We agreed that the first time was a fluke and the second time was a coincidence, but the third time was a problem, and I dropped forty bucks for a new rear tire (not just the inner tube). A really thick rear tire. So quick was he to repair the tire that he was done by the time my wife arrived to drive me home to get my car: instead she drove me to work and I biked back from there.

Saturday, then, was the test: would the tire be flat when I got the bike out? Would it go flat on the ride?

All was well! I put about 12 miles on it and it worked fine. Likewise Sunday, when I rode with my friend R.

Before R and I could go riding on Sunday I attended to some Bonus Chores. During the last round of frigid weather (which I assumed would last til February) I assumed that I had missed my opportunity to repair the rooftop heater coils that keep the roof free of ice dams. The glacial behavior of ice means that every year or two the neat zigzag coils are all shoved into the gutters and have to be repositioned, and this year I was due. However, since I had delegated gutter-cleaning to The Boy, I had forgotten to fix the wiring.

So when the weather remained Californian this Sunday, I knew I had a special second chance to get it right. I climbed up on the roof, fixed the wiring, and got The Boy to pull the last of this year's gloppy leaves out of the gutters. Examining the TV antenna, I saw that the heater coil plug-ins had come exposed: the duct tape I'd used to protect the wiring had been worn away to tissue paper by sun and wind, so I applied another couple years' worth to remedy the situation.

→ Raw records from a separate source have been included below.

PR #199, opened 2018-05-22
add type hints

ambrosejcarr:
- Fixes some minor problems with my previous PRs related to typing
- Adds hints for uninitialized argparse.ArgumentParser objects to PipelineComponents
- reassign `id` -> `id_` to avoid clobbering builtin `id` method
- Assigned an errant TODO

PR #230, opened 2018-05-30
[not for merging] Fix NotImplemented property on ValidatedTable

ambrosejcarr:
I thought this might be a good approach to fix @ttung 's comment [here](https://github.com/spacetx/starfish/pull/199#discussion_r191898497), but I get this weird error about Callables. :\

$ make mypy
mypy --ignore-missing-imports starfish tests examples
starfish/pipeline/features/_validated_table.py:72: error: Argument "required_fields" to "ValidatedTable" has incompatible type "Callable[[ValidatedTable], Set[Any]]"; expected "Set[Any]"
make: *** [mypy] Error 1

### DIFF
--- a/starfish/pipeline/features/_validated_table.py
+++ b/starfish/pipeline/features/_validated_table.py
@@ -2,9 +2,6 @@ import pandas as pd
 
 
 class ValidatedTable:
-
-    required_fields = NotImplemented
-
     """
     This base class defines common methods for the json outputs of the starfish package, each of which is stored
     internally as a pandas dataframe.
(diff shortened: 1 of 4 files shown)


ttung:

Aside from chores and bike rides I hung around church on Sunday morning where I basked in the adulation of several church members, who enjoyed my letter to the editor in the Minneapolis Star Tribune last Thursday, and who also appreciated my support in the recent decision to "transition" one of our two ministers (e.g. ask to resign). In the middle of this conversation I got a phone call - odd for a Sunday morning.

I took the call, it was my friend V, with whom I traveled Europe twenty years ago.

"I want you to get me pregnant," was the first thing she told me.

Turns out she's in a sort-of play this Saturday, and needs someone to fill in for a guard (no lines apparently) who supposedly fathered her character's child. Still, it was an odd way to start a phonecall, particularly one picked up while chatting with members of the church board. On the other hand it was very effective, and now I'm committed to the performance, seeing as I said "Yes!" before she explained all this. Damned hormones.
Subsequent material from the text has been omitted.